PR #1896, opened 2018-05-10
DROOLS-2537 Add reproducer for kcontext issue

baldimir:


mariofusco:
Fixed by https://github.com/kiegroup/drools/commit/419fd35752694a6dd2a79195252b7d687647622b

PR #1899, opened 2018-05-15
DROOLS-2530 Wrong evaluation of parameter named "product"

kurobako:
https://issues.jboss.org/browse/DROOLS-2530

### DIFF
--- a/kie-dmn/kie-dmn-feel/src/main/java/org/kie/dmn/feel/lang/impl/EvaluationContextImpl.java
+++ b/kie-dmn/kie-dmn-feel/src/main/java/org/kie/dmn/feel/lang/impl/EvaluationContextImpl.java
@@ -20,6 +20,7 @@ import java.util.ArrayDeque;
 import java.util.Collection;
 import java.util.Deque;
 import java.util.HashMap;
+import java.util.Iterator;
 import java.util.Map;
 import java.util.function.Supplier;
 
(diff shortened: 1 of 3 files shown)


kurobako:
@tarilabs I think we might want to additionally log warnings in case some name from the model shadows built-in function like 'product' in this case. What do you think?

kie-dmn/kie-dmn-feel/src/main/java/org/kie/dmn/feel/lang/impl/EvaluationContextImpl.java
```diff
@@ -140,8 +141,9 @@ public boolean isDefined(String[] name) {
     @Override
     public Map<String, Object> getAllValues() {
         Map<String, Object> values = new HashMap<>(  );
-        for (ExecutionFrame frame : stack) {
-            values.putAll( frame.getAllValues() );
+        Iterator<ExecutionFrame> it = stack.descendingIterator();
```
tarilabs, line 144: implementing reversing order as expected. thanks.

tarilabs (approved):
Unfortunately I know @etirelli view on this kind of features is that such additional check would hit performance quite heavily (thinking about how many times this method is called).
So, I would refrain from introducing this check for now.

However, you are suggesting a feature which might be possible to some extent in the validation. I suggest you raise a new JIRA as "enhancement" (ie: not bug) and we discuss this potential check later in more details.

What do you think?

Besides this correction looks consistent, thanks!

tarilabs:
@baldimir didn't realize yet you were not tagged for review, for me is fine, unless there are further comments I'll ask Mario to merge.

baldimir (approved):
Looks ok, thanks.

---

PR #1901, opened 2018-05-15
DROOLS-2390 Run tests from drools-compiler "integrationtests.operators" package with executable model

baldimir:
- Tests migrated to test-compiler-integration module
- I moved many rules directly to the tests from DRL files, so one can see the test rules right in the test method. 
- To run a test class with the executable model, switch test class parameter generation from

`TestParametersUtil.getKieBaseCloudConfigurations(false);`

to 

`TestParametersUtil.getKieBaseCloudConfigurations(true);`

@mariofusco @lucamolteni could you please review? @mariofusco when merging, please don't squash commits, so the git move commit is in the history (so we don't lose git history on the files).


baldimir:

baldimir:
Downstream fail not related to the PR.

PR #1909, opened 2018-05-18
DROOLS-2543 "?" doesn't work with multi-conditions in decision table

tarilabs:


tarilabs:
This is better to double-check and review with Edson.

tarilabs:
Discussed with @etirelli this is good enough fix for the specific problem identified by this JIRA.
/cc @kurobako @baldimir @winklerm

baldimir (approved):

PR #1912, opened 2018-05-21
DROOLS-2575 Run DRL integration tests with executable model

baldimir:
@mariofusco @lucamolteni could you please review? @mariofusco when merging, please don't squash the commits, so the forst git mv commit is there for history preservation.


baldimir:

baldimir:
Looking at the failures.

:: DIRECTIONS FOR THIS TASK ::
Given the records above, restate word for word only the lines starting at the one with "PR #1896, opened 2018-05-10" and ending at the one with "import java.util.Collection;".

:: WRITTEN RESPONSE ::
PR #1896, opened 2018-05-10
DROOLS-2537 Add reproducer for kcontext issue

baldimir:


mariofusco:
Fixed by https://github.com/kiegroup/drools/commit/419fd35752694a6dd2a79195252b7d687647622b

PR #1899, opened 2018-05-15
DROOLS-2530 Wrong evaluation of parameter named "product"

kurobako:
https://issues.jboss.org/browse/DROOLS-2530

### DIFF
--- a/kie-dmn/kie-dmn-feel/src/main/java/org/kie/dmn/feel/lang/impl/EvaluationContextImpl.java
+++ b/kie-dmn/kie-dmn-feel/src/main/java/org/kie/dmn/feel/lang/impl/EvaluationContextImpl.java
@@ -20,6 +20,7 @@ import java.util.ArrayDeque;
 import java.util.Collection;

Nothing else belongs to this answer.